PR #1393, opened 2026-07-28
Add quick-updates.img target for faster dev cycles

bruno-fs:
Build updates.img directly from sources, bypassing RPM packaging and the build VM. Reduces build time from ~60s to ~3s*. Optionally merges anaconda backend changes via ANACONDA_DIR - which also saves time given building the backend RPM is also a time consuming process.

Also reduce webui_testvm.py readiness polling interval from 10s to 2s, reducing VM startup time from ~60s to ~45s*.

* Measured on the author's machine.

Assisted-by: Claude Opus 4.6

### DIFF
--- a/HACKING.rst
+++ b/HACKING.rst
@@ -33,7 +33,7 @@ To prepare Anaconda Web UI sources, you need to run this command::
     make dist
 
 The easiest way to test changes you make is to set up a test VM.
-You can find intructions for preparing a test VM at ``test/README.rst``.
+You can find instructions for preparing a test VM at ``test/README.rst``.
 
 Running eslint
 --------------
--- a/Makefile
+++ b/Makefile
@@ -217,6 +217,10 @@ create-updates.img: bots
 	-rm *updates.img
 	make $(UPDATES_IMG)
 
+# Download dependency RPMs (cockpit, anaconda-core, udisks) via container.
+fetch-rpms:
+	test/fetch-rpms
+
 test/reference: test/common
 	test/common/pixel-tests pull
 
--- a/Makefile
+++ b/Makefile
@@ -221,6 +221,26 @@ create-updates.img: bots
 fetch-rpms:
 	test/fetch-rpms
 
+tmp/rpms:
+	$(MAKE) fetch-rpms
+
+# Fast updates.img for dev: builds JS + installs files directly, no RPM/VM.
+# Set ANACONDA_DIR=~/src/anaconda to also include backend changes.
+# Fetches dependency RPMs on first run, then reuses them.
+quick-updates.img: $(DIST_TEST) tmp/rpms
+	rm -rf updates updates.img
+	$(MAKE) install DESTDIR=$$(pwd)/updates
+	cd updates && for rpm in ../tmp/rpms/*.rpm; do rpm2cpio "$$rpm" | cpio -idmu 2>/dev/null; done
+	if [ -n "$${ANACONDA_DIR}" ]; then \
+		tag=$$(cd "$${ANACONDA_DIR}" && git describe --tags --abbrev=0 2>/dev/null) && \
+		(cd "$${ANACONDA_DIR}" && ./scripts/makeupdates -t "$$tag") && \
+		(cd updates && gzip -dc "$${ANACONDA_DIR}/updates.img" | cpio -idmu 2>/dev/null); \
+	fi
+	cd updates && find . | cpio -c -o 2>/dev/null | gzip -9 > ../updates.img
+	rm -rf updates
+	cp updates.img updates-$$(echo $(TEST_OS) | sed 's/-boot//').img
+	@ls -lh updates.img updates-$$(echo $(TEST_OS) | sed 's/-boot//').img
+
 test/reference: test/common
 	test/common/pixel-tests pull
 
--- a/test/machine_install.py
+++ b/test/machine_install.py
@@ -223,12 +223,12 @@ class VirtInstallMachine(VirtMachine):
             if not self.is_live():
                 Machine.wait_boot(self, timeout_sec=300)
 
-                for _ in range(30):
+                for _ in range(150):
                     try:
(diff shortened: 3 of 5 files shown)


HACKING.rst
```diff
@@ -33,7 +33,26 @@ To prepare Anaconda Web UI sources, you need to run this command::
     make dist
 
 The easiest way to test changes you make is to set up a test VM.
-You can find intructions for preparing a test VM at ``test/README.rst``.
+You can find instructions for preparing a test VM at ``test/README.rst``.
+
+Quick dev iteration with updates.img
```
KKoukiou: I would prefer to keep it together with the plain `make create-updates.img` docs

That's in test/README.rst now. 

Also there you can find instructions how to add extra RPMs.

```                                                                                                                                                             
 23 You can optionally add extra RPMs to the updates.img by setting the ``TEST_RPMS`` variable,        
 24 with a comma-seperated list of RPMs to add. For example::                                          
 25                                                                                                                                                             
 26     make TEST_RPMS="/tmp/anaconda-core-123.rpm, /tmp/anaconda-core-debuginfo-123.rpm" create-updates.img
```

So the reason we were building the RPMs in a VM is that we make sure they are built on the same fedora version like the target installation. This is especialy important for python files as the path changes with different python versions.

test/machine_install.py
```diff
@@ -223,12 +223,12 @@ def start(self):
             if not self.is_live():
                 Machine.wait_boot(self, timeout_sec=300)
 
-                for _ in range(30):
+                for _ in range(150):
```
KKoukiou, line 226: The polling change should be a separate commit - it's a nice improvement but is unrelated to the  quick-updates.img target

Makefile
```diff
@@ -217,6 +217,20 @@ create-updates.img: bots
 	-rm *updates.img
 	make $(UPDATES_IMG)
 
+# Fast updates.img for dev: builds JS + installs files directly, no RPM/VM.
+# Set ANACONDA_DIR=~/src/anaconda to also include backend changes.
+quick-updates.img: $(DIST_TEST)
+	rm -rf updates updates.img
+	$(MAKE) install DESTDIR=$$(pwd)/updates
+	if [ -n "$${ANACONDA_DIR}" ]; then \
+		tag=$$(cd "$${ANACONDA_DIR}" && git describe --tags --abbrev=0 2>/dev/null || echo "HEAD~1") && \
```
KKoukiou: There are always tags so the fallback part is not needed.

Makefile
```diff
@@ -217,6 +217,20 @@ create-updates.img: bots
 	-rm *updates.img
 	make $(UPDATES_IMG)
 
+# Fast updates.img for dev: builds JS + installs files directly, no RPM/VM.
```
KKoukiou, line 227: So for front end changes - the faster way to iterate is to run `make rsync` against the running VM. We don't need to reboot or anything.

KKoukiou (commented):
I tried this and it does not work.

The reason is does not work is that there are missing dependencies that are required to run the WebUI installer. (cockpit for sure)

``` 
`Jul 29 08:11:29 localhost.localdomain systemd[1]: Started webui-cockpit-ws.service - Cockpit Web Service for Anaconda Installer.
Jul 29 08:11:29 localhost.localdomain cockpit-coproc-wrapper.sh[3485]: /usr/libexec/anaconda/cockpit-coproc-wrapper.sh: line 17: /usr/libexec/cockpit-ws: No such file or directory
Jul 29 08:11:29 localhost.localdomain systemd[1]: webui-cockpit-ws.service: Main process exited, code=exited, status=127/n/a
Jul 29 08:11:29 localhost.localdomain systemd[1]: webui-cockpit-ws.service: Failed with result 'exit-code'.
```

The VM when spawned with ./test/webui-testvm uses updates-fedora-rawhide.img  - not updates.img

I think you built the updates.img but kept using the old updates-fedora-rawhide.img thinking that it got updated.

HACKING.rst
bruno-fs: Mmmm  so can can just use a lightweight fedora container for that

KKoukiou: yes the rpms are build within `anaconda-rpm-build` containers in anaconda repo

bruno-fs: while that works, it's a slower process than what I'm proposing here - especially if you are iterating on changes both on backend and frontend.

Makefile
bruno-fs: I'm aware :)

the goal is to have a faster way to iterate on both backend and ui changes at the same time

HACKING.rst
KKoukiou: @bruno-fs sure but the proposal does not really work because this solution is not pulling in dependencies. 

I think what you can do it teach the script to only take into an existing updates.img the anaconda changes while keeping the rest from previous build. That will work and will be fast.

M4rtinK: If (part) of the issue is missing packages needed on the boot.iso - I say lets add them there. It won't make the image significantly larger & prepares it for the eventual switch. We might even find some issues already during the F45 cycle even without actually shipping the Web UI.

tomasfratrik:
lgtm, but I would maybe want 1 QOL change, when you abort (can be some network failure, maybe corp down ?) during the quick-updates the fetch-rpms gets interrupted and the deps list will be just partial, and on next quick-updates sees the tmp/rpms folder and skips the fetch-rpms, but then the image builds with missing deps and the person might not know this... maybe this could just be resolved with fetch-rpms creating some "done" stamp file like .fetched at the end so we know all was fetched, but there are multiple ways to do this ..

tomasfratrik:
lgtm, but I would maybe want 1 QOL change, when you abort (can be some network failure, maybe corp down ?) during the quick-updates the fetch-rpms gets interrupted and the deps list will be just partial, and on next quick-updates sees the tmp/rpms folder and skips the fetch-rpms, but then the image builds with missing deps and the person might not know this... maybe this could just be resolved with fetch-rpms creating some "done" stamp file like .fetched at the end so we know all was fetched, but there are multiple ways to do this ..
====================
- [EXERCISE DETAILS]: What number of lines in the listing above hold the string "tags"? Give that number and nothing else.

- [RESULT FOR THIS TASK]: 3